Mülkün sahibi Allahü teâlâdır. Mülkünde kullanılmasına müsaade
ettiklerine helal, müsaade etmediklerine haram denir. Kendi mülkünü
kullanmaktadır.
Müslüman, dinine düşman olanlardan uzak durmalıdır. Bir âyet-i kerime meali:
(Allah, insanı bir damla nutfeden yarattı. Buna rağmen Rabbine karşı apaçık düşman kesilenler vardır.) [Nahl 4]
Zulüm değildir
"İçyağı, önceki dinlerde haram iken, bizim dinimizde helal
kılınmıştır. Hazret-i Âdem zamanındaki evlilik ile şimdiki evlilik
farklıdır. İçki daha önce mubah iken, İslamiyet'te haram kılınmasına
zulüm diyenler var. Bunların hikmeti nedir?"
İmam-ı Rabbani hazretleri buyurdu ki:
Bir memur bile, âmirinin verdiği emirlerin sebebini soramaz. Nerede
kaldı ki, bir kul, Allahü teâlânın işlerinin hikmetini sorabilsin?
Bütün insanları Cehenneme koyup sonsuz azap yapsaydı, kimin bir şey
söylemeye hakkı olabilirdi; çünkü kendi yarattığı mülkünü kullanıyor.
Başkası yok ki, onun mülküne tecavüz olsun ve buna zulüm denebilsin?
İnsanların kullandığı her mülk, hakikatte Allahü teâlânındır. Bu
mülkleri, bunların asıl sahibi olan cenab-ı Hakkın izin verdiği kadar
kullanmak gerekir. (1/266)
Allahü teâlâ, hayvanlara akıl vermemiştir. Bunun için de, onlara
hiçbir şeyi yasak etmemiş, dilediklerini yiyip içmekte, diledikleri
gibi yatıp kalkmakta serbest bırakmıştır. Onları yaptıkları işlerden
sorumlu tutmamıştır. Eğer insanları da böyle hayvanlar gibi serbest
bıraksaydı, kötülükten, karışıklıktan başka bir şey olmazdı. Hayvanlar,
insanların yaptığı işlerin hikmetini anlayamazlar. Çok aciz olan bir
insan da, her şeyi yoktan yaratan Rabbimizin işlerindeki hikmeti nasıl
anlar?
Allahü teâlâ, adaleti emretmiş, adaletin zıddı olan zulmü haram
kılmıştır. Bu hususta birçok ayet-i kerimeler vardır. Birkaçı mealen
şöyle:
(Allah, insanlar arasında, adaletle hükmetmenizi emreder.) [Nisa 58]

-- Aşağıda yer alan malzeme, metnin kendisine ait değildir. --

PR #4508, opened 2025-08-08
lightning trainer

bhuvanmdev:
## Description
This pull request introduces the new `LightningTorchModel` class, providing a high-level interface for training, evaluating, and managing DeepChem models using PyTorch Lightning. It also adds comprehensive tests to verify correct checkpointing and model reload behavior. The changes improve multi-GPU support, reproducibility, and the overall integration of DeepChem models with Lightning.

(Allah, adalet yapmanızı, ihsan etmenizi ve [muhtaç olan] akrabaya
vermenizi emredip, fuhştan, münkerden [her çeşit kötülükten] ve
zulümden nehyeder.) [Nahl 90]
(Ey iman edenler, bir millete olan öfkeniz, sizi adaletsizliğe sürüklemesin, adil olunuz!) [Maide 8]
Cenab-ı Hak, genelde işlerinin hikmetini bildirmemiştir. Bu hikmeti
aklımızla anlamak mümkün olmaz; çünkü aklın belli bir sahası vardır.
Bunun dışındakileri ölçmeye, anlamaya gücü yetmez. Akıl bir kararda
kalmaz. Herkesin aklı birbirine uymaz. En akıllı sanılan kimse bile,
mütehassısı olduğu dünya işlerinde yanılabilir. Nerde kaldı ki, din
işlerindeki hikmetleri çözebilsin?
dinler tarihi...
__________________ O halde yüzünü, Allah'ı bir tanıyarak dine, Allah'ın insanları üzerine yaratmış olduğu fıtratına doğrult. Allah'ın yaratışında değişiklik bulunmaz. Dosdoğru din budur. Fakat insanların çoğu bilmezler.